# Any downside to not renewing my passport?



## Charles Daniels (Jan 18, 2010)

I currently hold an American and a British passport.

My American passport will expire in May this year.

I currently live in Britain, plan to continue to live in Britain, and will definitely not be making any trips to America for several years due to my financial situation.

With my financial situation in mind, should I bother to pay for a renewed American passport?


What happens if I let my American passport lapse and want a new one in 4 or 5 years time for some reason? Do I have to start all over again?

I guess I'm wondering -

1. If it's far less painful to just renew now, just on the off chance that I might need it again at some point in the future

2. If there are any potential legal weirdnesses/problems of not renewing it


----------



## Charles Daniels (Jan 18, 2010)

Kept looking into this.
Hmm...seems that, under current regs, I can hold off renewing for up to 15 years with not much hassle at all.


----------



## Bevdeforges (Nov 16, 2007)

Charles Daniels said:


> Kept looking into this.
> Hmm...seems that, under current regs, I can hold off renewing for up to 15 years with not much hassle at all.


Basically, that's what I was going to post. Letting it go further than the 15 years means you go back to square one if you re-apply for a passport - birth certificate and the whole bit, plus the higher fee for a "first" passport.

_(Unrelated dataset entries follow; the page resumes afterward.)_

PR #60, opened 2021-09-02
After CreateOrPatchUnstructuredObject obj is always populated

waciumawanjohi:
In the case that the apiServer returns a previously created object
and that object does not need to be altered, ensure that object
is available to the calling function (and subsequently the
StampContext).

### DIFF
--- a/pkg/repository/repository.go
+++ b/pkg/repository/repository.go
@@ -17,6 +17,7 @@ package repository
 import (
 	"context"
 	"fmt"
+	"reflect"
 
 	api_errors "k8s.io/apimachinery/pkg/api/errors"
 	"k8s.io/apimachinery/pkg/apis/meta/v1/unstructured"
@@ -65,6 +66,11 @@ func (r *repository) CreateOrPatchUnstructuredObject(obj *unstructured.Unstructu
 		return err
 	} else if r.rc.UnchangedSinceCached(submitted, existingUnstructured) {
 		r.rc.Refresh(submitted)
+
+		objVal := reflect.ValueOf(obj)
+		existingVal := reflect.ValueOf(existingUnstructured)
+		reflect.Indirect(objVal).Set(reflect.Indirect(existingVal))
+
 		return nil
 	} else {
 		createOrPatchErr = r.patchUnstructured(existingUnstructured, obj)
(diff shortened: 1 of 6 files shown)


pkg/repository/repository.go
```diff
@@ -65,6 +66,11 @@ func (r *repository) CreateOrPatchUnstructuredObject(obj *unstructured.Unstructu
 		return err
 	} else if r.rc.UnchangedSinceCached(submitted, existingUnstructured) {
 		r.rc.Refresh(submitted)
+
+		objVal := reflect.ValueOf(obj)
+		existingVal := reflect.ValueOf(existingUnstructured)
+		reflect.Indirect(objVal).Set(reflect.Indirect(existingVal))
+
```
squeedee: I understand this approach copies the complete value into the input reference. But it took me a while to understand this code? Perhaps:

1. Pull it as a utility function that is well documented to explain what is happening here?
2. OR, change the whole signature of CreateOrPatchUnstricturedObject to return the 'fully realize' shape of the object instead of mutating the input parameter.

Neither is blocking, I just think it's worth considering because this is "surprising and complex" code. It's intent is not immediately clear.

squeedee (approved):

pkg/repository/repository.go
cirocosta: > _I just think it's worth considering because this is "surprising and complex" code. It's intent is not immediately clear._

+1

could we do 

```go
                *obj = *existingUnstructured
```

instead? not sure if i'm missing something 🤔  

even if that's not sufficient, I'd really try to avoid introducing any use of reflect - as mentioned, always surprising, easy to mess up etc

pkg/repository/repository.go
```diff
@@ -79,6 +83,12 @@ func (r *repository) CreateOrPatchUnstructuredObject(obj *unstructured.Unstructu
 	return nil
 }
 
+func updateObjWithValuesFromAPIServer(obj *unstructured.Unstructured, existingUnstructured *unstructured.Unstructured) {
+	objVal := reflect.ValueOf(obj)
+	existingVal := reflect.ValueOf(existingUnstructured)
+	reflect.Indirect(objVal).Set(reflect.Indirect(existingVal))
```
cirocosta, line 89: (whops, comment got "eaten" by the changes - https://github.com/vmware-tanzu/cartographer/pull/60#discussion_r701454835)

However, given that Britain still doesn't have a national i.d. card, it can be useful to have your U.S. passport in any circumstances where you may have to prove your nationality for any reason - say, a visit to the US consulate or embassy (they do throw great parties, if you can manage to get yourself onto the guest list).

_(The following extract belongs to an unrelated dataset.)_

PR #74, opened 2021-09-07
Introduce rfc-0007-support-service-definitions

waciumawanjohi:


DanieldeR:
As discussed at Pre-IPM, the scope of this RFC for Beta may be documentation only.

In other countries in Europe, you may need your passport as i.d. for day-to-day uses.
Cheers,
Bev


----------



## Charles Daniels (Jan 18, 2010)

Bevdeforges said:


> Basically, that's what I was going to post. Letting it go further than the 15 years means you go back to square one if you re-apply for a passport - birth certificate and the whole bit, plus the higher fee for a "first" passport.
> 
> However, given that Britain still doesn't have a national i.d. card, it can be useful to have your U.S. passport in any circumstances where you may have to prove your nationality for any reason - say, a visit to the US consulate or embassy (they do throw great parties, if you can manage to get yourself onto the guest list).
> 
> ...


Thanks Bev!

Sorry for asking something which I was able to find out more about pretty quickly.

But, to be honest, I tend to be very bad at understanding legal requirements and reading documentation. But the passport info was really clear on this point when I look it up!


----------



## Bevdeforges (Nov 16, 2007)

It's not really all that "dumb" a question. When you have another passport, you have to kind of think through what your options are. I'm in somewhat the same boat - the US passport will always be necessary if you're going back to the US, but otherwise your other passport should do just fine.

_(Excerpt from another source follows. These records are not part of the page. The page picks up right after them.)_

PR #77, opened 2021-09-07
Introduce rfc-0010-supply-chains-supply-default-params

waciumawanjohi:


rfc/rfc-0010-supply-chains-supply-default-params.md
```diff
@@ -0,0 +1,78 @@
...
+          params:
+            - name: some-param
+              value: $(workload.spec.params[?(@.name=="some-param")].value)$
+              default: "a great value"  # <--- new field
+        ```
+   2. The supply-chain can use the name-matching pattern that the templates use.
+      In the same way that the template assumes that the supply chain will have
+      a param with a matching name (or else the default value should be
+      substituted), the supply chain can assume the workload will have a matching
+      name param.
```
waciumawanjohi: I believe this approach is the easiest to implement. So much so that I have a working example on the following branch:
https://github.com/vmware-tanzu/cartographer/tree/test_default_params

To run the relevant feature tests:
`make test-kuttl focus=workload-does-not-provide-param`
and
`make test-kuttl focus=workload-provided-params`

Note that this approach is a breaking change to the supply chain API. (As a result, I expect most other tests on that branch are failing).

rfc/rfc-0010-supply-chains-supply-default-params.md
```diff
@@ -0,0 +1,78 @@
...
+        components:
+        - name: some-component
+          templateRef:
+            ...
+          params:
+            - name: some-param
+              value: $(workload.spec.params[?(@.name=="some-param")].value)$
+              default: "a great value"  # <--- new field
+        ```
+   2. The supply-chain can use the name-matching pattern that the templates use.
```
emmjohnson: So we will allow defaults for templates and supply chains. What is the order of precedence? 
- workload
- template
- supply chain?

For example, the supply chain is the primary default. The template can override the supply chain and the workload can override the template (or if no template default would override the supply chain).

rfc/rfc-0010-supply-chains-supply-default-params.md
```diff
@@ -0,0 +1,78 @@
...
+      apiVersion: carto.run/v1alpha1
+      kind: ClusterSupplyChain
+      spec:
+        components:
+        - name: some-component
+          templateRef:
+            ...
+          params:
+            - name: some-param
+              value: $(workload.spec.params[?(@.name=="some-param")].value)$
```
emmjohnson, line 174: I don't like having another field here. I think we can get away with just name and value. Where values can be over written by the precedence order defined/documented.

emmjohnson: I also think we don't need default anywhere, value would suffice.

idoru: what if we replaced value with something along the lines of like `prefer-workload-default: (true|false)`

rfc/rfc-0010-supply-chains-supply-default-params.md
waciumawanjohi: In this proposal:
Templates can define a param with a default. This implicitly allows the supply chain to overwrite it.
Supply chains can define a param with a default. This implicitly allows the workload to overwrite it.

This means that workloads has the highest precedence, but supply chains can decide not to define a default, allowing the template default to be used regardless of what is defined in the workload.

rfc/rfc-0010-supply-chains-supply-default-params.md
waciumawanjohi: > I think we can get away with just name and value.

On which object?

Are you suggesting that in every place that the keyword`default` is used, change that keyword to `value`?

DanieldeR:
Issue #156 would be fixed by addressing this RFC.

waciumawanjohi:
TODOs:
1. Change from "possible solutions" to solo solution 1. ii.
2. Add the ability for supply chain to define either a default field or a value field. Default can be overwritten by workload.
3. Workload must specify the component name and the param name for each component. This is because some templates may have name collisions for params. (e.g., template 1 wants to know 'disk space' and template 3 wants to know 'disk space' but these should be radically different values for different use cases).

sclevine:
I worry about parameterizing templates such that values from `workload.spec.params` end up in `params`. This creates an interface where the SupplyChain author can't easily swap out templates, because they're required to thread workload parameters through special, template-specific parameter names. Do we actually need to support jsonpath interpolation in SupplyChain at all? Maybe all values injected via the SupplyChain could be constant? Maybe templates could 

What if we:
1. Drop all interpolation in the SupplyChain itself (i.e., only support constant params)
2. Allow SupplyChain-provided params to be defaulted in templates (e.g., via `supplyChainParams:`)
3. Separately, allow Workload-provided params to be defaulted in templates (e.g., via `workloadParams:`)

> Workload must specify the component name and the param name for each component. 

Similarly, I worry about coupling Workloads and SupplyChains. Ideally, renaming a component in the SupplyChain shouldn't break Workloads.

rfc/rfc-0010-supply-chains-supply-default-params.md
```diff
@@ -0,0 +1,78 @@
...
+      kind: ClusterSourceTemplate
+      spec:
+        params:
+          - name: some-param             # <--- templates do not use jsonpath to specify supplychain location
+            default: "a fantastic value"
+      template:
+        apiVersion: carto.run/v1alpha1
+        kind: Deliverable
+        value:
+          first: $(params[?(@.name=="some-param")].value)$
```
sclevine: Could we flatten `params` into a map when it's made available in templates?

waciumawanjohi: Could we? Yes!
Should we? I think that it will be confusing for users to create entries in the params array in a template, and then refer to those entries with jsonpath for a map. The map notation is certainly simpler, it's just less tethered to any field defined on any object.

waciumawanjohi:
> I worry about parameterizing templates such that values from `workload.spec.params` end up in `params`. This creates an interface where the SupplyChain author can't easily swap out templates, because they're required to thread workload parameters through special, template-specific parameter names. Do we actually need to support jsonpath interpolation in SupplyChain at all? Maybe all values injected via the SupplyChain could be constant? Maybe templates could
> 
> What if we:
> 
> 1. Drop all interpolation in the SupplyChain itself (i.e., only support constant params)
> 2. Allow SupplyChain-provided params to be defaulted in templates (e.g., via `supplyChainParams:`)
> 3. Separately, allow Workload-provided params to be defaulted in templates (e.g., via `workloadParams:`)

#3 Sounds like it introduces the pattern you are concerned about. I also don't see why a template author should be empowered to decide what choices a dev can make that can't be overridden by the app operator.

The proposal we landed on will keep the app operator in control by allowing them, for every parameter, to either:

1. Specify nothing. In which case the default value in the template would apply. A matching param value specified by the workload would be ignored.
2. Specify a 'value' field. In which case that value would override the template's default. A matching param value specified by the workload would be ignored.
3. Specify a 'default' field. If the workload specifies a matching param, that value would override the supply chain and the template default. If the workload does not specify a matching param, the supply chain default would override the template value.

We certainly want to ease the app operator's ability to plug and play different templates. But I don't think we can get to a point where they can do so without some awareness of the inputs a template requires.

waciumawanjohi:
> > Workload must specify the component name and the param name for each component.
> 
> Similarly, I worry about coupling Workloads and SupplyChains. Ideally, renaming a component in the SupplyChain shouldn't break Workloads.

I agree, this is a pain point. But I think it is necessary pain. Imagine two templates that ask for a parameter like 'disk-space'. One is using 'disk space' to know how much space to allocate for a test, another is passing that value in to the image being built. (Very hand-wavy example, but I think it illustrates the problem)

Those two templates should not have to have knowledge of each other. And at the same time, the name collision must be disambiguated. The supply chain has been (I think rightly) the mediator between templates and workloads. So the supply chain should have some way of passing the right 'disk-space' value from the workload to template A and template B. (Note that in our current architecture, this problem could occur and would require the supply chain author to enforce that workloads specified two differently named fields in workload.spec.params.) I hear the concern that component name would ideally be some string that the supply chain author can alter at will. The alternatives are:

1. workload.spec.params are prepended with the template name
2. supply chains add another field to params such as workload-param-name. If that field is empty, we could assume that the workload param name in question is the same as the param name. example:

```yaml
kind: ClusterSupplyChain
metadata: ...
spec:
  components:
    - name: image-provider
      templateRef: ...
      params:
        - name: disk-space
          default: 10GB
          workload-param-name: disk-space-for-images
```

rfc/rfc-0010-supply-chains-supply-default-params.md
sclevine: Does the user really expect the jsonpath query to operate on the literal structure of the `params` field in `spec`? Maybe we could change the name of (or even remove) `params` to make this more clear?

It's a relatively common pattern to use a list of objects for parameters that are exposed as a map later (e.g., for env vars).

Also, I don't think that most users will be especially familiar with jsonpath syntax.

sclevine:
> I agree, this is a pain point. But I think it is necessary pain. Imagine two templates that ask for a parameter like 'disk-space'. One is using 'disk space' to know how much space to allocate for a test, another is passing that value in to the image being built. (Very hand-wavy example, but I think it illustrates the problem)

I think the solution to this is: template authors should understand that Workload parameters are global. They should each contribute to a unified Workload UX, not expose details of the SupplyChain in the Workload

sclevine:
>  I also don't see why a template author should be empowered to decide what choices a dev can make that can't be overridden by the app operator.

Hm, what if we:

1. Merge all `Workload` params into a single `params` map that's accessible in the template
2. Allow constant (non-jsonpath) parameter overrides in the SupplyChain (per-component **and** per-SupplyChain)
3. Allow parameter defaults in the templates

That would prevent parameters from being threaded through the SupplyChain, but allow operators to specify template parameters when needed.

jwntrs:
Just want to see if I can summarize some opinions here.

1. We should make params a map

2. Seems like we agree on the precedence of params:
workload
supply chain components
supply chain
template

3. Seems like we don't agree on an approach to address one of the original points brought up in the rfc, which is, that there will be certain params that the workload shouldn't be allowed to override. To this there are two approaches:

A) Use a `value`/`default` where appropriate. Where `defaults` can be overridden `values` cannot. This means a workload won't have a `default`, because it takes highest precedence. Template won't have `value` because it has the lowest precedence. Within the supply chain, params can have both `value` and `default`. 

When picking what value to use the ordering becomes:
```
supply chain component value
supply chain value
workload value
supply chain component default
supply chain default
template default
```

B) Use `value` everywhere, but supply chain params would have an extra field `overridable: (true|false)` that indicates whether a param is overridable by the workload. 

When picking what value to use the ordering becomes:
```
supply chain component value (overridable: false)
supply chain value (overridable: false)
workload value
supply chain component value (overridable: true)
supply chain value (overridable: true)
template value                                       <=== maybe this is the only place we keep default?
```

Update: changed `override: true` to `overrideable: true` as per https://github.com/vmware-tanzu/cartographer/pull/77#issuecomment-966662636

jwntrs:
Let's settle on an approach so we can move forward with an implementation. It looks like this will be a breaking change so we should try and implement sooner rather than later.

jwntrs:
I also think @waciumawanjohi made a good point about naming collisions in templates, but in the interest of moving this along I think we should push that decision out.

waciumawanjohi:
While I'm somewhat agnostic as to using `default|value` or using a flag, I will point out:
1. We already use the `default` noun, with no user complaints. That argues against changing templates to use a `value` field.
2. The template delegates upstream whether a parameter will be overwritten. (Currently by specifying a parameter `default`). The same pattern should apply to the supply chain, it should delegate to the workload. Using the verb `override` to mean that the supply chain overrides the workload is not delegation. Alternatively, a flag on the supply-chain value like `overridable` conceptually maps to the model of deciding whether or not to delegate to the workload. If a value were to have the `overridable` flag set to true, it would mean the workload parameter value would take precedence.

emmjohnson (approved):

It's just that in an emergency situation, it would be really annoying to have to dig out another birth certificate, etc. etc. in the starting from scratch scenario.
Cheers,
Bev


----------



## 123me (Apr 28, 2009)

Another good post that I will ask a question about. My daughter and I are moving to England this summer, we have dual citizenship, Canadian and Dutch. Both my passports are good for almost 5 years, but my daughter's Canadian passport expires May 2011. We are not sure how long we are staying in England, 1-2 years....I think I should renew her's before we go, any feedback would be appreciated.


----------



## Bevdeforges (Nov 16, 2007)

123me said:


> Another good post that I will ask a question about. My daughter and I are moving to England this summer, we have dual citizenship, Canadian and Dutch. Both my passports are good for almost 5 years, but my daughter's Canadian passport expires May 2011. We are not sure how long we are staying in England, 1-2 years....I think I should renew her's before we go, any feedback would be appreciated.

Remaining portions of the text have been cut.